Henry relaxed, nodded. “I know what you mean, and I agree with you.”
“That’s nice, but I’m rather concerned about how much I enjoy our bedroom encounters. And … and I feel there’s so much still to learn and explore.”
“Indeed, there is—”
“And so very little time before you leave.”
“Ah. You’re afraid I’ll leave you wanting.”
She shrugged. “There’s no use denying it.”
No, there wasn’t. He’d be left wanting, too.
“It’s why I want to request one final favor. While you’re here, before you leave, teach me all you know.”
Henry’s body tightened all over all at once. He rolled her off his chest and lowered himself over her. “That is a favor to me, too.”
“Another mutually beneficial arrangement, then.”
“Indeed.”
“One more thing.”
“Oh?”
“We must take precautions.”
“Precautions?” Henry lifted himself minutely, enough to look into her eyes. “Against what?” His brain felt foggy. His body sent signals of her softness, her curves, her warmth, and these signals blocked all else from entering his brain.
“A child, Henry. What else?”
That did the trick. Burst right through his lust-addled walls and sent alert signals ringing throughout his head. “A … child …?”
“It’s not unheard of for a woman of even my advanced years to conceive, you know.”
Zeus! She might already be … his blood ran cold.
Her hand on the side of his face startled him. “Henry. Are you all right? Where did you go?”
To hell, that’s where. How could he touch her now, make good on his promise to teach her all he knew of making love? If he did, she’d grow large with his child, and if that happened, well, the odds were against her.

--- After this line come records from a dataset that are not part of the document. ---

PR #51, opened 2019-09-04
Version locked items can't be moved or changed

jonathan-s:
Also refactors urs so that the admin can be used with other models that implements the same interface. 

Superseeded by https://github.com/FidelityInternational/djangocms-navigation/pull/56


jonathan-s:
Requires changes to some other files as well. So will be on that.

tests/test_admin.py
```diff
@@ -131,12 +132,63 @@ def test_get_queryset_filters_by_content_id(self):
...
+            "admin:djangocms_navigation_menuitem_move_node", args=(menu_content.id,)
+        )
+        self.data = {
+            "node_id": child_of_child.pk,
+            "sibling_id": menu_content.root.pk,
+            "as_child": 1,
+        }
+
+    def test_visit_change_view_when_node_is_version_locked_fails(self):
+        """It fails as super user is not the person who created the version"""
```
Aiky30: The docstrings should be on every test and should describes the business requirement with what and why. In this instance this could be: Visiting the change view for a menu item by a different user should be rejected, because the user is different to the locked to user.

This helps anyone making changes in the future who could break this test understand what it was trying to do, if it then needs to be reworked it can be as the developer should be informed of the requirement that the test is enforcing.

tests/test_admin.py
```diff
@@ -131,12 +132,63 @@ def test_get_queryset_filters_by_content_id(self):
...
+        response = self.client.get(self.change_url)
+        msg = list(get_messages(response.wsgi_request))[0]
+
+        self.assertEquals(msg.message, "You don't have permission to edit or it is locked")
+        self.assertEquals(response.status_code, 302)
+
+    def test_moving_node_that_is_version_locked_fails(self):
```
Aiky30: A menu item cannot be changed by a user who is not the lock owner.

tests/test_admin.py
```diff
@@ -131,12 +132,63 @@ def test_get_queryset_filters_by_content_id(self):
...
+        msg = "The item is currently locked or you don't have permission to change it"
+
+        self.assertEquals(response.status_code, 400)
+        self.assertEquals(content, msg)
+
+    @patch('djangocms_navigation.admin.using_version_lock', False)
+    def test_moving_node_version_lock_not_installed_works_without_error(self):
+        response = self.client.post(self.move_url, data=self.data)
+
+        self.assertEquals(response.status_code, 200)
```
Aiky30: We should really check that the page is that expected rather than just a 200 here.

tests/test_admin.py
```diff
@@ -131,12 +132,63 @@ def test_get_queryset_filters_by_content_id(self):
...
+    def test_moving_node_that_is_version_locked_fails(self):
+        response = self.client.post(self.move_url, data=self.data)
+        content = response.content.decode('utf-8')
+        msg = "The item is currently locked or you don't have permission to change it"
+
+        self.assertEquals(response.status_code, 400)
+        self.assertEquals(content, msg)
+
+    @patch('djangocms_navigation.admin.using_version_lock', False)
+    def test_moving_node_version_lock_not_installed_works_without_error(self):
```
Aiky30: """A menu item can be moved without issue if version locking is not installed
"""

tests/test_admin.py
```diff
@@ -131,12 +132,63 @@ def test_get_queryset_filters_by_content_id(self):
...
+        response = self.client.post(self.move_url, data=self.data)
+
+        self.assertEquals(response.status_code, 200)
+
+
 class MenuItemAdminChangeViewTestCase(CMSTestCase, UsefulAssertsMixin):
     def setUp(self):
         self.client.force_login(self.get_superuser())
 
     def test_menuitem_change_view(self):
```
Aiky30: We should fix this and describe what's being tested in this test. 

"""The change view does not show draft versions"""

This test is a perfect example of why the docstring should always be in a test, I had to work out what the test was doing by reading code. That should not be the case, imagine if 10's of tests were failing and you had to work out if the test needed reworking or the code that it checks. If you know "why" something is being tested then you can decide easily which one to change.

tests/test_admin.py
```diff
@@ -592,10 +646,11 @@ def test_menuitem_changelist_redirects_if_not_latest_version(self, mocked_messag
 
 class MenuItemAdminMoveNodeViewTestCase(CMSTestCase):
     def setUp(self):
-        self.client.force_login(self.get_superuser())
+        self.user = self.get_superuser()
+        self.client.force_login(self.user)
 
     def test_menuitem_move_node_smoke_test(self):
```
Aiky30: """A node can be moved"""

tests/test_admin.py
```diff
@@ -616,7 +671,7 @@ def test_menuitem_move_node_smoke_test(self):
 
     @patch("django.contrib.messages.error")
     def test_menuitem_move_node_cant_move_outside_of_root(self, mocked_messages):
```
Aiky30: """A node can't be moved outside of a root node because that would pull it out of a tree altogether
"""

djangocms_navigation/admin.py
```diff
@@ -241,8 +273,15 @@ def move_node(self, request, menu_content_id):
         # Disallow moving of a node on anything other than a draft version
         if self._versioning_enabled:
             menu_content = get_object_or_404(
-                MenuContent._base_manager, id=menu_content_id
+                self.MenuModel._base_manager, id=menu_content_id
             )
+            request.menu_content_id = menu_content_id
+            change_perm = self.has_change_permission(request, menu_content)
+            if not change_perm:
+                msg = 'The item is currently locked or you don\'t have permission to change it'
```
Aiky30: The should use the get text _("")

I think the message should also be different for version locking and when version locking is not installed e.g. 

Version locking enabled: _("The item is currently locked or you don\'t have permission to change it")
Version locking disabled: _("You don\'t have permission to change this item")

djangocms_navigation/admin.py
```diff
@@ -102,32 +116,43 @@ def get_preview_link(self, obj):
 
 
 class MenuItemAdmin(TreeAdmin):
+    MenuModel = MenuContent
     form = MenuItemForm
     change_list_template = "admin/djangocms_navigation/menuitem/change_list.html"
     list_display = ["__str__", "get_object_url"]
 
+    def get_admin_name(self, name, reverse=False):
```
Aiky30: I would say that this should be called get_admin_reverse_url() as it is returning the url and not an admin name which the naming would suggest.

djangocms_navigation/admin.py
```diff
@@ -102,32 +116,43 @@ def get_preview_link(self, obj):
 
 
 class MenuItemAdmin(TreeAdmin):
+    MenuModel = MenuContent
```
Aiky30: this should probably be menu_model, look at form below: form = MenuItemForm

djangocms_navigation/admin.py
```diff
@@ -46,9 +52,22 @@ def url_for_result(self, result):
 
 class MenuContentAdmin(admin.ModelAdmin):
     form = MenuContentForm
+    ItemModel = MenuItem
     list_display = ["title", "get_menuitem_link", "get_preview_link"]
     list_display_links = None
 
+    def get_admin_name(self, name, reverse=False, model=None):
```
Aiky30: Why does this method have the optional model and the same method in MenuItemAdmin does not?

Aiky30: It would be better to create a utility I think, call it something like get_model_admin_reverse in this projects utils.py like: https://github.com/divio/django-cms/blob/develop/cms/utils/urlutils.py#L95

djangocms_navigation/cms_config.py
```diff
@@ -83,6 +86,8 @@ def on_menu_content_archive(version):
 
 
 class NavigationCMSAppConfig(CMSAppConfig):
+    # NOTE what to do in sitemap. Very similar. It will register the correct model
+    # with the config. But navigation models may be different. Settings for this?
```
jonathan-s: @Aiky30 How would you like to solve this, any ideas? The only difference is `navigation_models`.

jonathan-s: I got this.

tests/test_admin.py
jonathan-s: Fixed.

tests/test_admin.py
jonathan-s: Fixed.

djangocms_navigation/utils.py
```diff
@@ -1,15 +1,53 @@
...
+    return url
+
+
 @lru_cache(maxsize=1)
 def supported_models():
     try:
-        app_config = apps.get_app_config("djangocms_navigation")
+        MenuContent = get_model('MENU_MODEL')
+        app_label = MenuContent._meta.app_label
+        app_config = apps.get_app_config(app_label)
```
Aiky30: This is smart, I like this

djangocms_navigation/utils.py
```diff
@@ -19,7 +57,9 @@ def supported_models():
 
 @lru_cache(maxsize=1)
 def supported_content_type_pks():
-    app_config = apps.get_app_config("djangocms_navigation")
+    MenuContent = get_model('MENU_MODEL')
+    app_label = MenuContent._meta.app_label
+    app_config = apps.get_app_config(app_label)
```
Aiky30: I'm thinking that because this is repeated this block should be a utility to get the apps config, an internal `get_app_config_from_model()` Returns app_config

tests/test_utils.py
```diff
@@ -23,23 +23,28 @@ def setUp(self):
...
 
-    def test_supported_models(self):
-        models = ["Foo", "Bar"]
-        app_config = Mock(
-            spec=[], cms_extension=Mock(spec=[], navigation_apps_models=models)
-        )
-        with patch.object(apps, "get_app_config", return_value=app_config):
-            self.assertEqual(supported_models(), models)
+    def test_supported_models_with_installed_apps(self):
+        """Tests that all models registered in cms_config shows
```
Aiky30: Try not to start a test with: "Tests that", we all do it and this comment was said to me: "It's obvious that it's testing that because it's a test"

You can list the business / technical requirement or edge case:
"All models registered in cms_config are shown as supported models"

tests/test_utils.py
```diff
@@ -23,23 +23,28 @@ def setUp(self):
...
+            PollContent: ["text"],
+        }
+        self.assertDictEqual(registered_models, expected_models)
 
     @patch.object(apps, "get_app_config", side_effect=LookupError)
     def test_supported_models_returns_empty_list_on_lookup_error(self, mocked_apps):
         self.assertDictEqual(supported_models(), {})
 
     def test_supported_models_is_cached(self):
-        models = ["Foo", "Bar"]
```
Aiky30: This looks liek something Monika would have done. If it was created by Monika there is a reason that she's mocking here. I won't reject this change but try and understand why she may have mocked here.

djangocms_navigation/constants.py
```diff
@@ -21,8 +21,9 @@ def get_templates():
     return choices
 
 
-PLUGIN_URL_NAME_PREFIX = "djangocms_navigation"
-
-SELECT2_CONTENT_OBJECT_URL_NAME = "{}_select2_content_object".format(
-    PLUGIN_URL_NAME_PREFIX
-)
+def get_select2_url_name():
```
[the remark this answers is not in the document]
jonathan-s: Happy to move this, don't feel strongly about it.

tests/test_utils.py
jonathan-s: Using the app_config as a mock object will get you an error. Generally I'm of the opinion if you can use real objects you should as that will help you avoid bugs. For this particular example I can't find a reason to use a mock for the app_config.  

In this case we're testing the cache and with the approach below it absolutely fulfills that criteria.

djangocms_navigation/admin.py
```diff
@@ -292,10 +313,9 @@ def get_object_url(self, obj):
     @property
     def _versioning_enabled(self):
         """Helper property to check if versioning is enabled for navigation"""
-        return apps.get_app_config(
```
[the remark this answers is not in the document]
jonathan-s: The overview of this patch is that it makes djangocms-navigation re-usable. The current trade-off that's been made is that if you've got several apps that need to use djangocms-navigation AND these apps need to have customized models that will be somewhat difficult. (ie the the global setting of menu model + the above). 

If we need to support djangocms-navigation being re-usable and having multiple apps using customized djangocms-navigation models. I think I would need to spend more time working out the edge cases and write tests that explicitly tests this.  

For reference, this is what the config in sitemap would look like. 
```
class HeadlessSitemapCMSAppConfig(CMSAppConfig):
    navigation_models = {
        # model_class : field(s) to search in menu item form UI
        Page: ["title"],
        Url: ["internal_name"]
    }

    fil_headless_deployment_enabled = True
    deployment_serializer_backends = {MenuContent: SitemapSerializerBackend}
```
If you include `djangocms_versioning_enabled = True` in the headless sitemap you would also need to include. 

```
        versioning = [
            VersionableItem(
                content_model=MenuContent,
                grouper_field_name="menu",
                copy_function=copy_menu_content,
                preview_url=MenuContent.get_preview_url,
                on_publish=on_menu_content_publish,
                on_unpublish=on_menu_content_unpublish,
                on_draft_create=on_menu_content_draft_create,
                on_archive=on_menu_content_archive,
            )
        ]
```

When you do MenuContent would be registered once in the sitemap addon and once in djangocms-navigation which would throw an error if I remember correctly.

djangocms_navigation/utils.py
jonathan-s: Thank you!

jonathan-s:
The following issue cropped up when developing. 
https://github.com/divio/djangocms-url-manager/issues/26

tests/test_views.py
```diff
@@ -1,12 +1,11 @@
 from django.contrib.contenttypes.models import ContentType
 from django.contrib.sites.models import Site
-from django.urls.exceptions import NoReverseMatch
 
 from cms.models import Page, User
 from cms.test_utils.testcases import CMSTestCase
 from cms.utils.urlutils import admin_reverse
 
-from djangocms_navigation.constants import get_select2_url_name
+from djangocms_navigation.utils import get_select2_url_name
```
Aiky30: This should be stacked in alphabetical order with models, then test_utils then utils.

djangocms_navigation/cms_config.py
```diff
@@ -1,67 +1,103 @@
...
+                    grouper_field_name="menu",
+                    copy_function=complete_copy_menu_content,
+                    preview_url=MenuContent.get_preview_url,
+                    on_publish=on_menu_content_publish,
+                    on_unpublish=on_menu_content_unpublish,
+                    on_draft_create=on_menu_content_draft_create,
+                    on_archive=on_menu_content_archive,
+                )
+            ]
+            cms_config.versioning = versioning
```
jonathan-s: Add the following code after line 61

```
            from cms.utils.setup import configure_cms_apps
            versioning_app = apps.get_app_config('djangocms_versioning')
            # will throw an error because configuring versioning apps is not idempotent
            configure_cms_apps([versioning_app])
```

djangocms_navigation/cms_config.py
```diff
@@ -1,71 +1,73 @@
...
 from cms.app_base import CMSAppConfig, CMSAppExtension
 from cms.models import Page
 
-from .utils import purge_menu_cache, get_model
-from .constants import MENU_MODEL, ITEM_MODEL
-
-
-MenuContent = get_model(MENU_MODEL)
-MenuItem = get_model(ITEM_MODEL)
+from .utils import purge_menu_cache
```
Aiky30: tiny change, the .utils import should come after .models

djangocms_navigation/cms_config.py
```diff
@@ -1,71 +1,73 @@
...
+        if isinstance(navigation_app_models, dict):
+            self.navigation_apps_models.update(navigation_app_models)
+        else:
+            raise ImproperlyConfigured(
+                "navigation configuration must be a dictionary object"
+            )
+
 
-def copy_menu_content(original_content):
+def copy_menu_content(menu_model, item_model, original_content):
```
Aiky30: We don't know if this could have been reused by other apps, because of this I think we should make the additional attributes optional: `def copy_menu_content(original_content, menu_model=MenuContent, item_model=MenuItem):`. Partial won't work in this scenario and we would have to wrap the function. Any ideas of how we could do that?

The solution designed here will be used as an example for any addons that reuse copy methods. I think it's important that we make them backwards compatible.

jonathan-s: You are right that it's better to make this backwards compatible. Making the signature the above looks to be the correct choice. 

However I think partial still does work. Take a look at the python docs: https://docs.python.org/3.6/library/functools.html#functools.partial

It should work with keyword arguments as well.
```
>>> from functools import partial
>>> basetwo = partial(int, base=2)
>>> basetwo.__doc__ = 'Convert base 2 string to an int.'
>>> basetwo('10010')
```

jonathan-s: You are right that it's better to make this backwards compatible. Making the signature the above looks to be the correct choice. 

However I think partial still does work. Take a look at the python docs: https://docs.python.org/3.6/library/functools.html#functools.partial

It should work with keyword arguments as well.
```
>>> from functools import partial
>>> basetwo = partial(int, base=2)
>>> basetwo.__doc__ = 'Convert base 2 string to an int.'
>>> basetwo('10010')
```

jonathan-s: Looks like I was wrong. How about we solve it this way?

```
def _copy_menu_content(original_content, menu_model, item_model):
   # snip 
    return new_content


complete_copy_menu_content = partial(
    _copy_menu_content,
    MenuContent,
    MenuItem
)


def copy_menu_content(original_content):
    """Copy the MenuContent object and deepcopy its menu items."""
    return complete_copy_menu_content(original_content)
```

jonathan-s: That way `copy_menu_content` keeps its original signature.

djangocms_navigation/utils.py
```diff
@@ -2,9 +2,34 @@
...
+# FIXME: Reuse the django cms reverse util: admin_reverse()
+def reverse_admin_name(model, name, args=None, kwargs=None):
+    name = get_admin_name(model, name)
+    url = reverse('admin:{}'.format(name), args=args, kwargs=kwargs)
+    return url
+
+
+def get_select2_url_name():
+    url_name = "{}_select2_content_object".format(
+        MenuContent._meta.app_label
```
Aiky30: Make the model configurable for this method.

Henry leaped from the bed, shaking his head. “There was a flaw in the plan. I didn’t see it. But I do now, gaping like a crater in the earth.”
“Henry, your logic is leaping away from me again. Do slow down or take me with you.”
“I married you to take care of my current children. If you become pregnant and die, they’ll be left alone again.” He’d be left alone again.
“Henry, that’s—”
“I know I said the bedroom was to be a benefit of our union. I depended on it as a major selling point of my proposal. But now I see it will never do.”
“What are you saying? That after two days of marriage you’re leaving my bed for good?”
“I’m sorry, Sarah. I’ll still do as you asked in all other ways—spend time with the children—but … we can’t.”
He turned from her bewildered eyes and left.
She’d understand, surely. She had to. But what did it matter if she didn’t? What did it matter if she hated him for this? He didn’t need her to love him or even like him to take good care of his children. He just needed her alive. And if that meant living in a state of constant, unsated desire from the mental image of Sarah reading naked in his bed, so be it. As she said, he had mastered control long ago. If anyone could keep celibate for the few weeks despite constant temptation, he could.